As mentioned above, the storage system performs efficient GC to suppress intra-disk GC, which not only improves the performance, but also allows the disk to release more OP reserved space for users, however, common storage systems cannot be deeply linked with standard SSD controllers. For example, the on-disk Wear levering mechanism described in the preceding section cannot be well perceived by upper-layer storage systems, as a result, when multiple hybrid services are run at the same time, IO will compete for SSD disks, and the upper and lower layers of GC will still run at the same time.
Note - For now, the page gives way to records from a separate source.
PR #483, opened 2015-09-30
Make the test for ORKESerialization to catch unregistered classes.

YuanZhu-apple:
Also added missed class registrations.


YuanZhu-apple:
@umerkhan-apple This one, thanks!

umerkhan-apple:
r=m3! :+1:

Issue #495, opened 2015-10-01
Localization fallback language


umerkhan-apple:
Localization does not have any fallback language set.
If translations are not available, it should automatically revert to the U.S. English.
Currently, it shows the localization key instead of the U.S. English's value for the key.

LukeJamesFitzpatrick:
This comment on Stack Over Flow should help you out about default localization language fallback http://stackoverflow.com/questions/3263859/localizing-strings-in-ios-default-fallback-language 

Also, you can use a service like http:www.localizer.co to localize your website / app, setup is simple, post a string of code into your web app, and it's done.

PR #498, opened 2015-10-01
IOI # 495 - Localization fallback language

umerkhan-apple:
#### Localization fallback language
Currently, ORKLocalizedString() returns the key as a string if a value is not found for that key.
> For example, if we are in the German language setting, then it will display "PASSCODE_PROMPT_MESSAGE".

This PR redirects ORKLocalizedString() to find the value for the key in U.S. English and return that instead. If there is no value in the U.S. English either, then it will just return the key.
> With this update, if we are in the German language setting, then it will display "Enter passcode", if there is no translation available in German.

Issue #495

### DIFF
--- a/ResearchKit/Common/ORKHelpers.m
+++ b/ResearchKit/Common/ORKHelpers.m
@@ -262,7 +262,8 @@ NSBundle *ORKDefaultLocaleBundle() {
     
     static dispatch_once_t onceToken;
     dispatch_once(&onceToken, ^{
-        __bundle = [NSBundle bundleWithPath:[ORKBundle() pathForResource:@"en" ofType:@"lproj"]];
+        NSString *path = [ORKBundle() pathForResource:[ORKBundle() objectForInfoDictionaryKey:@"CFBundleDevelopmentRegion"] ofType:@"lproj"];
+        __bundle = [NSBundle bundleWithPath:path];
     });
     
     return __bundle;
--- a/ResearchKit/Common/ORKHelpers.m
+++ b/ResearchKit/Common/ORKHelpers.m
@@ -247,14 +247,25 @@ NSDateFormatter *ORKTimeOfDayLabelFormatter() {
 }
 
 NSBundle *ORKBundle() {
-    NSBundle *bundle = [NSBundle bundleForClass:[ORKStep class]];
-    return bundle;
+    static NSBundle *__bundle;
+    
+    static dispatch_once_t onceToken;
+    dispatch_once(&onceToken, ^{
+        __bundle = [NSBundle bundleForClass:[ORKStep class]];
+    });
+    
+    return __bundle;
 }
 
 NSBundle *ORKDefaultLocaleBundle() {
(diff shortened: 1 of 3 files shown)


ResearchKit/Common/ORKHelpers.m
```diff
@@ -251,6 +251,12 @@ void ORKEnableAutoLayoutForViews(NSArray *views) {
     return bundle;
 }
 
+NSBundle *ORKDefaultLocaleBundle() {
+    NSString * path = [ORKBundle() pathForResource:@"en" ofType:@"lproj"];
+    NSBundle * bundle = [NSBundle bundleWithPath:path];
```
YuanZhu-apple: Cache this bundle?

YuanZhu-apple:
r=m3! With one suggestion.

ResearchKit/Common/ORKHelpers.m
rsanchezsaez: Wouldn't it be nicer to get the default localization (`en`) by using `[[NSBundle mainBundle] objectForInfoDictionaryKey:@"CFBundleDevelopmentRegion"]` rather than hardcoding it?

Also, remove spaces between `*` and variable name.

YuanZhu-apple: Like the idea to use `objectForInfoDictionaryKey:@"CFBundleDevelopmentRegion"`. But this is for RK's localization, we might want to use `ORKBundle` instead of `mainBundle`.

rsanchezsaez: Good point.

oliverschaefer:
@umerkhan-apple Nice. Could we integrate a mechanism to specify a specific locale to be used? Maybe via a proxy approach similar to UIView? That would allow to change user facing strings at runtime, which would be helpful. Certainly this is an issue of its own, just wanted to mention it here since you were actively dealing with it at the moment :-)

umerkhan-apple:
@YuanZhu-apple done!

oliverschaefer:
@umerkhan-apple I've opened PR #500 and added some code to your localization fix, to allow for changing the locale at runtime.

YuanZhu-apple:
Great.

ResearchKit/Common/ORKHelpers.m
```diff
@@ -247,8 +247,26 @@ void ORKEnableAutoLayoutForViews(NSArray *views) {
 }
 
 NSBundle *ORKBundle() {
-    NSBundle *bundle = [NSBundle bundleForClass:[ORKStep class]];
-    return bundle;
+    static NSBundle *__bundle;
```
rsanchezsaez: Shouldn't we avoid the *double underscore prefix*? It's normally [reserved](http://stackoverflow.com/a/10687114/269753) in *C* and *C++*.

It's used on several variable names on `ORKHelpers.m`, we could review the file and remove them.

YuanZhu-apple: Agree.

PR #512, opened 2015-10-07
RestorationData

md0u80c9:
Amended ORKTaskViewController initWithTask to take a nullable restorationData field.
Updated ORKTest to allow us to test this out.
tested with NavigableOrderedTask.


ResearchKit/Common/ORKTaskViewController.m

Not only can the performance of disks not be 100%, SSD disks also reserve more OP space for garbage collection, greatly reducing the cost performance of the system. OceanStor Pacific adopts self-developed palm/half palm SSD. The storage system and self-developed SSD controller chip use the FlashLink technology combined with disk control. The self-developed disk provides an original linkage interface, and supports fine-grained interaction with storage software. It allows you to set priorities by business type and identify hot and cold data diversion. Data with high probability of garbage generation is defined as hot data, the data with lower modification frequency is defined as cold data. Combined with the disk multi-stream technology, the cold and hot data is stored in different blocks, increasing the probability that the data in the Block is invalid at the same time, to reduce the amount of data moved during garbage collection, while giving full play to the SSD disk performance, effectively inhibit the garbage collection operation in the disk, and free up more OP space for users to use. Data reduction
the above technologies are mainly aimed at Disk Control, suppressing or avoiding In-disk GC, releasing more in-disk OP space for users, and reducing SSD disk costs while exerting SSD disk performance, increase the service life of the disk. However, for SSD disks, controlling the IO Number of the lower disk is the essence of improving the SSD disk life. To solve this problem, oceanStor Pacific products provide adaptive global re-deletion of foreground and background, and compression capability based on the self-developed HZ10 efficient algorithm to minimize the number of I/O disks.
Summary
OceanStor Pacific products maximize the performance of SSD disks through numerical control separation architecture, Append Only write mode, Global GC, LSM tree-based indexing technology, and online data reduction technology, the life of the balance plate. However, OceanStor Pacific will continue to try lower-cost SSD disks (QLC) and more in-depth disk control combined with black technology to further balance the performance and lifetime of SSD disks, achieve the goal of replacing HDD in the whole scenario and promote the green and sustainable development of the digital economy.